I’ve just used a spherical Gaussian surface with the same center as the charged sphere but with a larger radius so that it encloses the charged sphere. By Gauss’ law the total electric flux through the Gaussian surface is equal to the total charge inside divided by $\epsilon_0$.

By symmetry I assume that the electric field is uniform over the charged sphere and normal to both its surface and the enclosing Gaussian spherical surface.

The discharge breaks the symmetry.

 

[TSny]

The potential at the field point $p$ at time $t$ is given by the retarded-time expression $\phi(r, t) = \large \frac{q(t-r/c)}{4\pi\epsilon_0 r}$.

When evaluating $\nabla \phi$, we need to take into account that the numerator and denominator of $\large \frac{q(t-r/c)}{4\pi\epsilon_0 r}$ depend on $r$.
$$\nabla \phi = \nabla \left[\frac{q(t-r/c)}{4\pi\epsilon_0 r}\right] = \frac{\nabla q(t-r/c)}{4\pi\epsilon_0 r} + \frac{ q(t-r/c)}{4\pi\epsilon_0 } \nabla \frac 1 r$$ Using the chain rule, you can show that $$\nabla q(t-r/c) = \dot q(t-r/c) \nabla(t-r/c) = -\frac 1 c \dot q(t-r/c) \hat{\mathbf{r}}$$ Here, $\dot q(t-r/c)$ is the rate at which $q$ is changing at the retarded time; that is, $\dot q(t-r/c) = -I(t-r/c)$.

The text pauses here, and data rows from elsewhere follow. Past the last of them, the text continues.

Issue #701, opened 2026-04-24
Support for RENAME operations in limited contexts


morgo:
This is more of a community feature request so spirit can be used in more cases, since we tend not to do rename operations due to lack of safety.

But so spirit can be used in more contexts (and not have to use multiple OSC tools) we should consider supporting rename operations.

PR #829, opened 2026-05-08
fix(#828): backtick-quote PK column names in chunker and checksum SQL

### LINKED ISSUE #828: SQL syntax error when primary key contains reserved-word columns (e.g. `key`, `value`)
## Summary

Migrating a table whose primary key includes a column whose name is a MySQL
reserved word fails with a SQL syntax error during the first chunker
prefetch query. This affects any composite-PK table where one of the key
columns is `key`, `value`, `order`, etc.

## Repro

```sql
CREATE TABLE osm_points_of_interest (
  osm_id BIGINT NOT NULL,
  `key`   VARCHAR(64) NOT NULL,
  `value` TEXT,
  PRIMARY KEY (osm_id, `key`)
) ENGINE=InnoDB;
```

```
$ go run ./cmd/spirit migrate --alter="engine=innodb" --table=osm_points_of_interest
...
spirit: error: Error 1064 (42000): You have an error in your SQL syntax;
  check the manual that corresponds to your MySQL server version for the
  right syntax to use near 'key,value FROM `osm_points_of_interest`
  FORCE INDEX (PRIMARY)  ORDER BY osm_id,k' at line 1
```

## Root cause

`pkg/table/chunker_composite.go::Next()` builds the prefetch query with
`strings.Join(t.chunkKeys, ",")` for the SELECT list and ORDER BY clause
without backtick-quoting the column names:

https://github.com/block/spirit/blob/main/pkg/table/chunker_composite.go#L89-L107

```go
query := fmt.Sprintf("SELECT %s FROM %s FORCE INDEX (%s) %s ORDER BY %s LIMIT 1 OFFSET %d",
    strings.Join(t.chunkKeys, ","),  // <-- not quoted
    t.Ti.QuotedTableName,
    t.keyName,
    t.additionalConditionsSQL(false),
    strings.Join(t.chunkKeys, ","),  // <-- not quoted
    t.chunkSize,
)
```

For a PK of `(osm_id, key, value)` this produces

```
SELECT osm_id,key,value FROM `osm_points_of_interest` FORCE INDEX (PRIMARY)
  ORDER BY osm_id,key,value LIMIT 1 OFFSET N
```

…which fails because `key` is a reserved word.

The same bare-column issue exists in:

- `pkg/table/chunker_optimistic.go::nextChunkByPrefetching` (single-column,
  but same pattern — only triggers if the auto-inc PK column has a reserved
  name, much rarer in practice).
- `pkg/checksum/single.go::inspectDifferences` — the `CONCAT_WS` PK
  expression and the implicit ORDER BY through the `queryTemplate`'s
  unquoted column list.

The `WHERE` clause is built via `expandRowConstructorComparison`, which
*does* quote correctly, so chunkers happen to work for non-reserved column
names because the SELECT/ORDER-BY parts of the query are syntactically
valid even unquoted.

## Not a regression from #701

The unquoted `strings.Join` was introduced in commit `36877bb` (2023-08-02)
when composite-key chunking was first added. PR #702 / issue #701 only
touched the rename-check and column-mapping paths and does not affect this
codepath.

## Fix

Use the existing `table.QuoteColumns` helper (or an inline
`` strings.Join(quoted, ",") ``) at every call site. A single regression
test that builds a table with a reserved-word key column and walks the
chunker is enough — there are no existing tests for reserved-word PK
columns, which is why this slipped through.

morgo:
Fixes [#828](https://github.com/block/spirit/issues/828).

## Summary

- Migrating or moving a table whose primary key contains MySQL reserved words (e.g. `key`, `value`) failed immediately with Error 1064 because several SQL builders interpolated bare PK column names.
- Affected sites:
  - `pkg/table/chunker_composite.go::Next()` — composite prefetch query (the user-reported failure path).
  - `pkg/table/chunker_optimistic.go::nextChunkByPrefetching` — single-key prefetch query.
  - `pkg/table/tableinfo.go::setMinMax` — min/max query that runs during `SetInfo`.
  - `pkg/checksum/single.go::inspectDifferences` — PK list passed into `queryTemplate`.
- All four sites now backtick-quote columns. The composite chunker uses the existing `table.QuoteColumns` helper.

## Note on origin

This is **not** a regression from #701/#702. The unquoted `strings.Join` in the composite chunker has been there since `36877bb` (2023-08-02), when composite-key chunking was first introduced. PR #702 doesn't touch the prefetch query. The bug surfaced now only because no existing test covered a reserved-word PK column.

## Test plan

- [x] `pkg/table` regression test: composite chunker walks a table with PK `(osm_id, \`key\`)` to completion.
- [x] `pkg/table` regression test: optimistic chunker prefetch path with a single-column auto-inc PK named `\`key\``.
- [x] `pkg/migration` regression test: end-to-end ALTER through the copy path (the user's reported scenario).
- [x] `pkg/move` regression test: end-to-end move with a reserved-word composite PK.
- [x] Existing `pkg/table`, `pkg/checksum`, `pkg/copier` test suites still pass locally.

### DIFF
--- a/pkg/checksum/single.go
+++ b/pkg/checksum/single.go
@@ -10,7 +10,6 @@ import (
 	"errors"
 	"fmt"
 	"log/slog"
-	"strings"
 	"sync"
 	"sync/atomic"
 	"time"
@@ -122,7 +121,7 @@ func (c *SingleChecker) inspectDifferences(ctx context.Context, trx *sql.Tx, chu
 	}
 	sourceRows, err := trx.QueryContext(ctx, fmt.Sprintf(queryTemplate,
 		sourceChecksumCols,
-		strings.Join(chunk.Table.KeyColumns, ", "),
+		table.QuoteColumns(chunk.Table.KeyColumns),
 		chunk.Table.QuotedTableName,
 		chunk.String(),
 	))
@@ -146,7 +145,7 @@ func (c *SingleChecker) inspectDifferences(ctx context.Context, trx *sql.Tx, chu
 
 	targetRows, err := trx.QueryContext(ctx, fmt.Sprintf(queryTemplate,
 		targetChecksumCols,
-		strings.Join(chunk.NewTable.KeyColumns, ", "),
+		table.QuoteColumns(chunk.NewTable.KeyColumns),
 		chunk.NewTable.QuotedTableName,
 		chunk.String(),
 	))
--- a/pkg/migration/e2e_test.go
+++ b/pkg/migration/e2e_test.go
@@ -455,3 +455,26 @@ func TestMigrationCancelledFromTableModification(t *testing.T) {
 	require.Error(t, gErr)
 	require.NoError(t, m.Close())
 }
+
+// TestReservedWordPKMigration is a regression test for issue #828.
+// Migrating a table whose primary key includes columns named with MySQL
+// reserved words (like `key`/`value`) used to fail with a SQL syntax error
+// when the chunker_composite prefetch query joined chunkKeys without
+// backticks.
+func TestReservedWordPKMigration(t *testing.T) {
+	t.Parallel()
+	tt := testutils.NewTestTable(t, "reserved_word_pk_migrate", "CREATE TABLE reserved_word_pk_migrate ("+
+		"osm_id BIGINT NOT NULL, "+
+		"`key` VARCHAR(64) NOT NULL, "+
+		"`value` TEXT, "+
+		"PRIMARY KEY (osm_id, `key`)"+
+		")")
+	tt.SeedRows(t, "INSERT INTO reserved_word_pk_migrate (osm_id, `key`, `value`) "+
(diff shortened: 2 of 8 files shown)


Kiran01bm (approved):

aparajon (approved):

Kiran01bm:
these needs fixing as well ?

>https://github.com/block/spirit/blob/8db6dd43c0b75e737649d16af7b85a623286a597/pkg/table/chunker_composite.go#L92 and https://github.com/block/spirit/blob/8db6dd43c0b75e737649d16af7b85a623286a597/pkg/table/chunker_composite.go#L102 ?

morgo:
Good catch — yes, the index name passed into `FORCE INDEX(...)` had the same issue. A secondary index whose name is a reserved word (e.g. `key`) would break the prefetch query. Fixed in 44eb1cd by quoting `t.keyName` via `QuoteColumns` and extending the regression test to cover the path via `SetKey("key", "")`. Verified locally that `FORCE INDEX (\`key\`)` is accepted by MySQL.

PR #838, opened 2026-05-11
feat(#475): enable buffered-map dedup by default, remove force-enable-buffered-map flag

### LINKED ISSUE #475: Enable force-enable-buffered-map by default; remove option

morgo:
## Summary

Closes #475.

- Removes the `--force-enable-buffered-map` migration flag and the equivalent `Move.ForceEnableBufferedMap` field.
- `bufferedMap` now always uses LWW map dedup during the copy phase for non-memory-comparable PKs, with the FIFO queue kicking in post-copy via `SetWatermarkOptimization` (the previous "optimization" path is now the only path).
- Post-cutover checksum (`FixDifferences=true`) still repairs any in-window divergence, which is what made it safe to add the flag in the first place — there is no longer a technical reason to keep the opt-in around.
- Drops the "queue full-time" code path and the doc/test scaffolding that supported it (`TestBufferedMapQueueFullTimeDefault`, the dual-subtest split in `TestMoveWithVarcharPK`, the cutover-test note explaining why we *didn't* add a force-enable variant).

## Test plan

- [x] `go build ./...` and `go vet ./...` clean
- [x] `TestBufferedMapQueueModeRouting` (unit) passes against the new single-path logic
- [x] `TestBufferedMapQueueModeBackpressure` (unit) passes after switching to `watermarkOptimization=false` as the queue-mode trigger
- [x] Full CI run, including `TestMoveWithVarcharPK` and `TestCutoverAtomicityWithConcurrentWrites` against the unified bufferedMap

### DIFF
--- a/docs/migrate.md
+++ b/docs/migrate.md
@@ -20,7 +20,6 @@ spirit migrate --host mydb:3306 --username root --password secret \
 - [conf](#conf)
 - [database](#database)
 - [defer-cutover](#defer-cutover)
-- [force-enable-buffered-map](#force-enable-buffered-map)
 - [host](#host)
 - [lint](#lint)
 - [lint-only](#lint-only)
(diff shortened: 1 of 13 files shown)


aparajon (approved):

Kiran01bm:
qq: do we have any e2e test that drives meaningful traffic through the queue path (`post‑watermark‑off`) ex: with a VARCHAR PK and a forced cutover delay - intention: to potentially catch regressions in queue ordering/coalescing/backpressure.

morgo:
> qq: do we have any e2e test that drives meaningful traffic through the queue path (`post‑watermark‑off`) ex: with a VARCHAR PK and a forced cutover delay - intention: to potentially catch regressions in queue ordering/coalescing/backpressure.

We do. See: https://github.com/block/spirit/blob/27470e908058e4c121729be06f5c7d33f2946104/pkg/migration/cutover_test.go#L280-L307

The test `TestCutoverAtomicityWithConcurrentWrites` stresses this, and has been quite stable.

Issue #270, opened 2024-02-05
Add support for resume from GTID based source failover


morgo:
Algorithmically we can support resuming from a source (old term: master) node failure. But we don't test it and thus don't advertise it.

We should be able to do this. It will need switching the binlog based coordinates to be GTIDs (not positions) - which is fine, we have no dependency on either.. and lots of tests.

PR #841, opened 2026-05-13
docs: warn that resume across Spirit binary versions is not supported

Kiran01bm:
## What and Why ?
Spirit's resume-from-checkpoint logic only catches a checkpoint-table schema mismatch (via SELECT *); semantic drift across binary versions with an unchanged schema is silently accepted. 

This change documents this caveat in the README and under checkpoint-max-age, and update the strict section to list the schema-mismatch case.

## Next Step
Also, as a next step - I am thinking of adding a `spirit_version` column to the checkpoint table; refuse resume if it doesn't match `buildinfo.Version()`.

Behaviour wise - default: warn + restart fresh; under `--strict:` hard‑fail with a new sentinel error like `ErrSpiritVersionMismatch` added to the strict whitelist at [runner.go:799](https://github.com/block/spirit/blob/cc8c7143f2fb642ec0034021c7c2697c4ec2d5a6/pkg/migration/runner.go#L799)).

### DIFF
--- a/README.md
+++ b/README.md
@@ -60,6 +60,8 @@ Spirit periodically saves the progress of a schema change to an internal checkpo
 
 When you consider that many migrations are best measured in _days_, this feature can save you a lot of lost work and improves the predictability of large-table schema migrations.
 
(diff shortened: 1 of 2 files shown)


morgo:
> Also, as a next step - I am thinking of adding a spirit_version column to the checkpoint table; refuse resume if it doesn't match buildinfo.Version().

I don't think we need to go that far, since the data within the table (provided columns line up) is safe to restore between versions. It is reasonable to expect that we will change the checkpoint format again though, for example if we implement https://github.com/block/spirit/issues/270 it will be a format change.

morgo (approved):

So, we find, using $\nabla \large \frac 1 r = -\frac{\hat{\mathbf{r}}}{r^2}$, $$\nabla \phi =\frac{1}{4\pi\epsilon_0}\left[ \frac{I(t-r/c)}{rc} - \frac{q(t-r/c)}{r^2}\right] \hat{\mathbf{r}}$$

As a simple example, suppose the current is a constant, $I_0$, for all time. Then $q(t) = Q_0 - I_0t$ for all time t, where $Q_0$ is the charge at $t = 0$. Since the current is constant, the vector potential $\mathbf{A}$ is time independent. Thus $\partial_t \mathbf{A}$ does not contribute to the electric field. The charge at the retarded time can be written as $q(t-r/c) = Q_0 - I_0\cdot(t-r/c)$.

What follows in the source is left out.